I have a down jacket that I love. It is light, comfortable, and warm. I wear it all winter long.
The other day I wore it while checking on the chickens. As I was entering the coop, the arm of the jacket snagged on a piece of the hardware cloth that wraps around the coop and protects the chickens. The result was a two inch hole in the sleeve that immediately threatened to start leaking downy feathers.
Fortunately, my wife is handy with a needle and thread. She stitched up the hole. As an extra precaution, she suggested we put a patch over the new stitching to protect the weakened area. I have a small collection of scout, sport, and other patches. I found one meaningful to me and Hannah sewed it on.

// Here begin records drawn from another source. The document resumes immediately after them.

Issue #173, opened 2020-04-28
[feature] add CalVer support


Lee-W:

Woile:
This is a tough one, I've read the document https://calver.org/ and it's still not clear how to do it.

It also point out:
> it's important to recognize the practicality of each and design the scheme to fit the project

which makes it hard to extract a convention, if it's gonna be tailored to each team.

But it would be a fun experiment to see if commitizen can be flexible enough to support different versioning schemas.

Lee-W:
This is actually one of the feature requests from Remote Python Pizza attendee 😆 This could be the next one we can play with after changelog.

gadse:
I think that was my feature request :wave: . I was just checking whether I actually created it here or not, and it seems @Lee-W was faster than me.

I hope I can get to know the codebase fast enough to help implement the feature. :blush:

KyleKing:
I was thinking about this and there might be a straightforward way to handle all of the edge cases for how someone might want to format CalVer using only `strftime`:

https://github.com/commitizen-tools/commitizen/blob/ba94e3f90e2df2a80c9946968e1ff15696584b79/commitizen/bump.py#L235-L238

Could be:

```py
t = Template(tag_format)
t_ver = t.safe_substitute(
    version=version, major=major, minor=minor, patch=patch, prerelease=prerelease
)
return datetime.utcnow().strftime(t_ver)
```

As an example: `tag_format='%y.%M.%d.$major.$minor-$prerelease'` > `21.26.24.1.2a0` (Note: would likely be used in tandem with custom bump rules so that all changes would increment `minor` rather than `patch`)

---

Other schemes from projects on https://calver.org/

| Project | `tag_format` | Notes |
| -- | -- | -- |
| [pip](https://pypi.org/project/pip/) | `%y.%major.%minor` | `21.1.2` |
| [PyCharm](https://www.jetbrains.com/pycharm/download/other.html) | `%Y.%m.%d` | `2020.3.5` (but they also have a regular SemVer build, I think) |
| [certifi](https://pypi.org/project/certifi/) | `%Y.%M.%D` | `2020.12.5` |

If that sounds OK, I can submit a PR? Or feel free to handle it because it would be such a small change

Woile:
Sounds interesting! More than welcome to submit a PR! Thanks!

KyleKing:
[...]

Issue #302, opened 2020-11-12
Support bumping local version


marcossantiago:
## Description

I am working on some projects where the version is a combination of the a public api version + our local version. 

Example: `5.3.1+1.0.0`. 

So when we bump we actually wants to bump only the local version like `5.3.1+1.0.0` -> `5.3.1+1.1.0`, but `cz` completely ignores the local version and only bumps the first release like: 

```
➜ cz bump --files-only --yes
bump: version 5.3.1+0.9.0 → 5.4.0
```

This does seems like would be a breaking change though...

## Possible Solution
A possible solution would be to modify the [semver_generator()](https://github.com/commitizen-tools/commitizen/blob/master/commitizen/bump.py#L83) to check if the local version complies with semver and bump the local version instead. The method would return the entire version like `5.3.1+1.1.0`. 

```
>>> from packaging.version import Version
>>> a = Version("5.3.1+1.0.0")
>>> a.base_version
'5.3.1'
>>> a.local
'1.0.0'
>>> b.base_version
'1.0.0'
>>> b.release
(1, 0, 0)
```

If you accept, I will be happy to create a PR with the changes. 

## Additional context

References: [Python 440 Local version](https://www.python.org/dev/peps/pep-0440/#local-version-identifiers)

Woile:
Seems related to #150 
It doesn't necessarily have to be a breaking change, what if a flag is used `--local-version`? would it be breaking?
If you want you can share a PR and we can discuss it there.

marcossantiago:
That would be great. I will create a PR passing the flag `--local-version`, once you're okay I will also commit the tests.

marcossantiago:
@Woile PR created :)

Woile:
Released on `2.7.0` :tada:

Issue #150, opened 2020-04-07
prerelease can't comply with the semver.org specification


noelmace:
Commitizen only implements the normalized [PEP-440](https://www.python.org/dev/peps/pep-0440/#pre-release-separators) prerelease format, excluding separators between :
- the release segment and the pre-release segment
- the pre-release signifier and the numeral

Therefore, when using the `bump` command, we can't define a version format which complies with the one defined by the [semver.org specification](https://semver.org/#spec-item-9) :

> "pre-release version MAY be denoted by appending a hyphen and a series of dot separated identifiers immediately following the patch version."
>
> "Examples: 1.0.0-alpha, 1.0.0-alpha.1, 1.0.0-0.3.7, 1.0.0-x.7.z.92."

**consequences**

`cz bump` can't be used for prereleases alongside tools that follow this specification.

Especially, this leads to an error when using the Node.js [semver package](https://www.npmjs.com/package/semver).

Yet, this package is used by a bunch of other tools, like [Github Automatic Release](https://github.com/marvinpinto/actions/tree/master/packages/automatic-releases) (see error message below) and [conventional-changelog](https://github.com/conventional-changelog/conventional-changelog).

```
The parameter "automatic_release_tag" was not set and the current tag "v1.0.0rc1" does not appear to conform to semantic versioning.
(node:3557) UnhandledPromiseRejectionWarning: Error: The parameter "automatic_release_tag" was not set and the current tag "v1.0.0rc1" does not appear to conform to semantic versioning.
  at /home/runner/work/_actions/marvinpinto/action-automatic-releases/latest/dist/index.js:1:224465
  at Generator.next (<anonymous>)
  at /home/runner/work/_actions/marvinpinto/action-automatic-releases/latest/dist/index.js:1:221749
  at new Promise (<anonymous>)
  at n (/home/runner/work/_actions/marvinpinto/action-automatic-releases/latest/dist/index.js:1:221494)
  at /home/runner/work/_actions/marvinpinto/action-automatic-releases/latest/dist/index.js:1:224406
  at /home/runner/work/_actions/marvinpinto/action-automatic-releases/latest/dist/index.js:1:224971
  at Generator.next (<anonymous>)
  at /home/runner/work/_actions/marvinpinto/action-automatic-releases/latest/dist/index.js:1:221749
  at new Promise (<anonymous>)
```

**details**

[...]

PR #385, opened 2021-05-25
feat(#173): support CalVer tag formatting

KyleKing:
Closes: #173 

## Description

Adds flexible support for CalVer using `strftime`

## Checklist

## Expected behavior / Steps to Test This Pull Request

Include `strftime` code in `tag_format` (i.e. `cz bump --tag-format="%Y.%M.$version"`)

---

FYI: there are type tests failing unrelated to this PR. All of `pytest`, formatting, and other tests pass locally except for `mypy`

```
commitizen/config/toml_config.py:52: error: Argument 1 to "parse" has incompatible type "Union[bytes, str]"; expected "str"
commitizen/config/toml_config.py:54: error: Value of type "Union[Item, Container]" is not indexable
commitizen/config/toml_config.py:54: error: Argument 1 to "update" of "dict" has incompatible type "Union[Any, Item, Container]"; expected "Mapping[str, Any]"
Found 3 errors in 1 file (checked 59 source files)
```

### DIFF
--- a/docs/bump.md
+++ b/docs/bump.md
@@ -183,26 +183,28 @@ cz bump --changelog --changelog-to-stdout > body.md
 
 ### `tag_format`
 
-It is used to read the format from the git tags, and also to generate the tags.
+The `tag_format` is used to parse the format from the git tags and to generate new tags.
 
-Commitizen supports 2 types of formats, a simple and a more complex.
+Commitizen defaults to the standard Semver format (`$version`) or can be customized using a predefined set of variables.
 
 ```bash
 cz bump --tag-format="v$version"
 ```
 
 ```bash
-cz bump --tag-format="v$minor.$major.$patch$prerelease"
+cz bump --tag-format="v$major.$minor.$patch$prerelease"
 ```
 
 In your `pyproject.toml` or `.cz.toml`
 
 ```toml
 [tool.commitizen]
-tag_format = "v$minor.$major.$patch$prerelease"
+tag_format = "v$major.$minor.$patch$prerelease"
 ```
 
-The variables must be preceded by a `$` sign.
+#### Standard SemVer Variables
+
+The SemVer variables must be preceded by a `$` sign.
 
 Supported variables:
 
@@ -213,6 +215,34 @@ Supported variables:
 | `$minor`      | MINOR increment                            |
 | `$patch`      | PATCH increment                            |
 | `$prerelease` | Prerelase (alpha, beta, release candidate) |
+
+#### CalVer Variables
+
+Commitizen also supports [CalVer](https://calver.org/) in any combination with or without SemVer; however, using standard CalVer formats is recommended for interoperability with other tools. Common CalVer `tag_format`'s include `%Y.%m` or `%y.%m.%d`.
+
+If a unique build number is desired, this could either be implemented by incrementing the string in the configuration file with whatever build tool is used (i.e. `%Y.%m.123` to `%Y.%m.124`) or by mapping all commit types to one SemVer component through the `bump_map` configuration and a `tag_format` of `"%Y.%m.$major`.
+
+```bash
+cz bump --tag-format="%y.%-m.%-d$prerelease"
+cz bump --tag-format="%Y.%m.$major.$prerelease"
+cz bump --tag-format="%Y.%m.$version"
+```
+
+```toml
+[tool.commitizen]
+tag_format = "%Y.%m.%d$prerelease"
+```
+
+The full `strftime` formatting options are supported. Below are the most common for CalVer. For a full list, see: [https://strftime.org/](https://strftime.org/)
+
+| Code  | Description                                                | Example       |
+| ----- | ---------------------------------------------------------- | ------------- |
+| `%y`  | Year without century as a zero-padded decimal number.      | 08 (for 2008) |
+| `%Y`  | Year with century as a decimal number.                     | 2008          |
+| `$m`  | Month as a zero-padded decimal number.                     | 01 (for Jan)  |
+| `$-m` | Month as a decimal number. (Platform specific)             | 1 (for Jan)   |
+| `$d`  | Day of the month as a zero-padded decimal number.          | 05            |
+| `$-d` | Day of the month as a decimal number. (Platform specific)  | 5             |
 
 ---
 
--- a/tests/test_bump_create_tag.py
+++ b/tests/test_bump_create_tag.py
@@ -1,4 +1,5 @@
 import pytest
+from freezegun import freeze_time
 from packaging.version import Version
 
 from commitizen import bump
@@ -13,9 +14,16 @@ conversion = [
     (("1.2.3+1.0.0", "v$version"), "v1.2.3+1.0.0"),
     (("1.2.3+1.0.0", "v$version-local"), "v1.2.3+1.0.0-local"),
     (("1.2.3+1.0.0", "ver$major.$minor.$patch"), "ver1.2.3"),
+    (("1.2.3a1", "%y.%m.%d$prerelease"), "21.05.06a1"),
+    (("1.2.3a1", "%Y.%-m.%-d$prerelease"), "2021.5.6a1"),
+    (("1.2.3a1", "%y.%-m.$major.$minor"), "21.5.1.2"),
+    (("2021.01.31a1", "%Y.%-m.%-d$prerelease"), "2021.5.6a1"),
+    (("21.04.02", "%y.%m.%d"), "21.05.06"),
+    (("21.4.2.1.2", "%y.%-m.%-d.$major.$minor"), "21.5.6.1.2"),
 ]
 
 
+@freeze_time("2021-5-6")
 @pytest.mark.parametrize("test_input,expected", conversion)
 def test_create_tag(test_input, expected):
     version, format = test_input
--- a/commitizen/bump.py
+++ b/commitizen/bump.py
@@ -1,8 +1,9 @@
 import re
 from collections import OrderedDict
+from datetime import datetime
 from itertools import zip_longest
 from string import Template
-from typing import List, Optional, Union
+from typing import Iterable, List, Optional, Tuple, Union
 
 from packaging.version import Version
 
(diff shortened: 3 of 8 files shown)


KyleKing:
Just following up. I think these changes should be ready to merge. The failing issues in CI are unrelated to the changes

KyleKing:
Just following up. Is there anything I can do to help merge this change?

Woile:
Hey Kyle, sorry for the late reply, I've been quite busy. Thanks for the works, looks good.

FMPOV this PR still needs some tests. Specially under the changelog area, I don't want to find myself fixing bugs on it.
I'd like to see some changelog tests where the users transition from semver to calver, and also if they start with calver from the beginning.
The same for bump.

The pipelines should also pass in order to be merged, otherwise the burden falls on us. Most of the latests PRs have passed so doing a rebase should fix the mypy errors for you.

I'd also want a new check on the `cz init` format: `commitizen/commands/init.py:96`. 
I'd use a regex to find the year or month and tell the user something like:
> seems you are using calver, for more information read: 
> link to the docs

@Lee-W any thoughts on this?

docs/bump.md
```diff
@@ -214,6 +214,31 @@ Supported variables:
 | `$patch`      | PATCH increment                            |
 | `$prerelease` | Prerelase (alpha, beta, release candidate) |
 
+Commitizen also supports [CalVer](https://calver.org/) in any combination with or without SemVer.
```
Woile, line 217: I'd add a title before this line:

```md
#### CalVer support
```

tests/test_bump_create_tag.py
```diff
@@ -13,9 +14,13 @@
     (("1.2.3+1.0.0", "v$version"), "v1.2.3+1.0.0"),
     (("1.2.3+1.0.0", "v$version-local"), "v1.2.3+1.0.0-local"),
     (("1.2.3+1.0.0", "ver$major.$minor.$patch"), "ver1.2.3"),
+    (("1.2.3a1", "%y.%m.%d$prerelease"), "21.05.06a1"),
+    (("1.2.3a1", "%Y.%-m.%-d$prerelease"), "2021.5.6a1"),
+    (("1.2.3a1", "%y.%-m.$major.$minor"), "21.5.1.2"),
```
Woile, line 19: What happens when going from calver to calver?

KyleKing: This currently fails because create_tag expects version.release to be three integers (in Version, splits on '.' and maps to int) so a CalVer of `21.5.1.2` would fail here:

https://github.com/commitizen-tools/commitizen/blob/bec20ebf433f2281c70f1eb4b0b6a1d0ed83e9b2/commitizen/bump.py#L226

This will definitely need to be fixed. I'll check how custom formats (dashes, etc.) are handled by commitizen and give this more thought

KyleKing:
Okay great thanks for the feedback! I converted this PR to a draft while I expand the test cases (After rebase, the tests are passing locally 👍🏻 )

- [ ] Make sure CI passes (pending `git push -f`)
- [ ] Resolve [conversation above for bump from calver to calver](https://github.com/commitizen-tools/commitizen/pull/385/files/b0c9fdf63456d66bbcf024d24e9f488c0f9e91d3#diff-f5fb899fe539467adba314429001b3cadf0def6e9804d288b87c89a57319a0be)
- [ ] Add tests for:
    - [ ] `changelog` for to/from calver - checks that version sequence and tags are correct
    - [ ] `bump` - to/from calver
- [ ] In `init` (see [commitizen/commands/init.py:96](https://github.com/commitizen-tools/commitizen/blob/bec20ebf433f2281c70f1eb4b0b6a1d0ed83e9b2/commitizen/commands/init.py#L96)), add if statement to check if the repository appears to be using calver

    ```py
    from datetime import datetime
    year = datetime.today().year
    # Check current year and prior two years
    # For each year, check if 4 digit year is anywhere in version (i.e. 2021.* or *.2021)
    #     Then check if starts with last two digits of current year (^21.*)
    ```

Woile:
Thanks, the proposal looks super good 👍🏻 

Here a regex I think we could use for calver for the `init` command:

```python
^(\d{4}|\d{2})\.(\d{2}|\d{1})
```

I think this would cover this cases:

```
# valid
21.05.06a1
2021.5.6a1
21.5.1.2

# invalid
234.34
1.2.3a1
21-05.06a1
```

I don't know if there's a regex for calver, I'm just assuming the following:
- calver would start with the year
- calver would include year (4 or 2) and month
- calver is separated by dot

I think that would be enough for the init, covering most of the cases.

Lee-W:
> Hey Kyle, sorry for the late reply, I've been quite busy. Thanks for the works, looks good.
> 
> FMPOV this PR still needs some tests. Specially under the changelog area, I don't want to find myself fixing bugs on it.
> I'd like to see some changelog tests where the users transition from semver to calver, and also if they start with calver from the beginning.
> The same for bump.
> 
> The pipelines should also pass in order to be merged, otherwise the burden falls on us. Most of the latests PRs have passed so doing a rebase should fix the mypy errors for you.
> 
> I'd also want a new check on the `cz init` format: `commitizen/commands/init.py:96`.
> I'd use a regex to find the year or month and tell the user something like:
> 
> > seems you are using calver, for more information read:
> > link to the docs
> 
> @Lee-W any thoughts on this?

IMO, we'll need to redesign the question follow. Depending on different bump method used, we should as different quetsions

KyleKing:
I haven't forgotten about this and have some time today to implement the changes! I was interviewing, studying for finals in my summer course, and on vacations, so all good things. Apologies for my any excess notifications as I remember how best to update a fork from upstream 😅

KyleKing:
The main problem is that CalVer is so poorly defined (i.e. `YYYY.MM.DD`, `YY.M`, `YY.MM`, `YY.MM.Build`, `YY.Major.Minor`, etc.) which makes adding CalVer a big scope creep for commitizen

There are a couple of ways to proceed:

- Right now, users could use [bumpver](https://pypi.org/project/bumpver) to increment the version following CalVer rules
    - commitizen could still be used for pre-commit checks on commit messages and to generate a Changelog using the [git tags created by BumpVer](https://github.com/mbarkhau/bumpver#vcs-parameters-gitmercurial))
- A naive approach in commitizen might be to limit users to *either* CalVer or SemVer so that CalVer users do not receive any of the bump versioning logic and the bump/SemVer logic can continue to assume between 1-3 dot-separated integers
    - I think this might be reasonable but this tradeoff adds scope creep that might distract from the core functionality of automatic SemVer that commitizen provides
- A refactoring approach might be to always use an *instance of a to-be-built Version class* (rather than a string)
    - The version instance would provide all the methods for bumping and later string formatting to encapsulate the complexity of how `tag_formats` could be configured. This approach would require a parser for the `tag_format` to retrieve the metadata from the string version (i.e. converts `v21.01.32rc1` with `v%y.%m.$major.$prerelease` to each respective component)
    - The Version instance could use any 3rd party library under the hood (such as continuing to use [`packaging.version.Version`](https://github.com/pypa/packaging/blob/ba07d8287b4554754ac7178d177033ea3f75d489/packaging/version.py)), but would likely always need to provide some additional logic to understand what values are dates (i.e. auto-generated) vs. SemVer values of interest
    - In any implementation, one problem that might arise is going between tag_formats (i.e. `$version` to `%Y.$version`)
    - While this is likely the nicest way to implement CalVer and SemVer in peaceful coexistence (and better support more complex versioning schemes, such as in #150 / #302), this would require a wide-ranging refactor
- One further workaround might be to create a plugin that can handle implementing CalVer around commitizen, but I haven't given this much thought yet

Lee-W:
both point 2 and point 3 sound good to me. are they mutually exclusive? or should they be done together?

btw I'll host a development sprint in PyCon Taiwan on 9/26 (Sun.) 09:00 (GMT+8) ~
if you could split this one to subtasks, maybe I could ask whether others are interesting in implementing this feature

Woile:
Thanks for all this deep investigation into calver @KyleKing

I've been giving a thought to a class version (maybe a protocol?), but I don't have much time now to go deep into it. Is specially interesting to me the use of a proper semver library for `rc`, `alpha`, etc.

If I understand you correctly, calVer with commitizen would only be useful to generate a changelog based on conventional commits, because libraries like bumpver already adress the bumping side, right?

KyleKing:
Thanks! 

@Lee-W, you're right that 2 & 3 aren't mutually exclusive. 2 could be implemented as an initial check for either `$` or `%` and not both characters, while 3 would be the internal refactoring for how the the Version instance is handled. I was thinking about some sort of `CzVersion` class like this example below:

```py
BUMP_MECHANISM: Callable[[CzVersion], None]

class CzVersion:

    def __init__(self, version: str, tag_format: str):
        self._version = parse_version(version, tag_format)

    @property
    def semver(self) -> Tuple[int, int, int]:
        return (self._version.major, self._version.minor, self._version.patch)

    @semver.setter
    def semver(self, major: int, minor: int, patch: int) -> None:
        self._version.major = major
        self._version.minor = minor
        self._version.patch = patch

    @semver.setter
    def bump_calver(self) -> None:
        self._version.bump_calver()

def bump_major(cz_version: CzVersion) -> None:
    cz_version.bump_calver()
    cz_version.semver = (cz_version.major + 1, 0, 0)

def bump_minor(cz_version: CzVersion) -> None:
    cz_version.bump_calver()
    cz_version.semver = (cz_version.major, cz_version.minor = 1, 0)

# Example
cz_version = CzVersion('2021.05.1.2.3', '%Y.%m.$major.$minor.$patch')
print(cz_version.semver)  # (1, 2, 3)
cz_version.semver = bump_major()
print(cz_version.semver)  # (2, 0, 0)
```

---

@Woile, I made a demo branch using bumpver to increment CalVer (`poetry run bumpver update`) and cz to update the changelog (`poetry run cz changelog`). Diff: https://github.com/KyleKing/commitizen/pull/5

Note: I tried `poetry run bumpver update --patch` and the SemVer component reset to `0.0.0` and the build incremented a lot, but that is likely an issue with the commit/tag history on commitizen (i.e. would have worked on a fresh project)

Maybe bumpver could be used by commitizen internally for parsing versions and bumping? There is a lot of good code in the package and the `update` CLI command demonstrates how that would be implemented: https://github.com/mbarkhau/bumpver/blob/master/src/bumpver/cli.py#L571-L602

KyleKing:
I have come back to this PR a few times, but I think I've settled on the idea that CalVer and SemVer need to be separate and while mixing the two could be possible, in practice tools will not work as expected and I'm not sure there are really any good reasons to do so

CalVer is perfect for packages like `certifi` which is bundling the latest version of certs and commit history is for the most part irrelevant. While packages like my `calcipy` project require much more clarity for breaking changes, which is obscured by including date information

Additionally, poetry, npm, and other managers don't work well with date-based versioning schemes where the date information is first (i.e. `^*.1.*` for `2022.1.3.1`). Not to mention there are additional issues when dashes or underscores are used or when more than three numbers are used

Overall, I think commitizen should keep focused on SemVer and this PR and issue can be closed. I'm personally staying with or returning to SemVer on all of my projects (which while they were on CalVer, they luckily have little adoption. Yay obscurity!)

Thanks for your time reviewing this PR!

Surprisingly, I love the jacket even more now. The patch is from my mom’s family. It represents a little piece of our history and a joy in downhill skiing. It’s a good patch for a winter jacket that has gone on several ski trips. This brings me to Japanese Kintsugi.
Kintsugi is a kind of Japanese ceramic art, a way of repairing broken pottery that celebrates the damage as a part of the objects history. The seams are filled with a compound that includes precious metals, increasing the intrinsic and sentimental value of the object at the same time.
Hannah’s repair of my jacket feels like Kintsugi. I loved the jacket before it was torn. The tear threatened to diminish its value. But the repair restored the value, and added more value in the form of a connection to my family. And the repair is made even more meaningful to me because my wife did it.
We all need healing. I find healing in Jesus Christ. I’m not good enough. I’m broken. I’m damaged. But He fills the gaps. He puts me back together, and I’m better than before because of His intercession. He repairs me, and I’m forever grateful to him for the miracle of His divine love and compassion.
“God be thanked for the matchless gift of His divine Son.” — The Living Christ
When I went out to check on the chickens, I wasn’t planning on tearing my favorite jacket. But I wouldn’t change what happened because now I have a jacket that I love even more. I have a reminder of my wife’s kindness and a connection to my family history. More importantly, I have a token of my Savior’s grace, a reminder that through Him I have healing.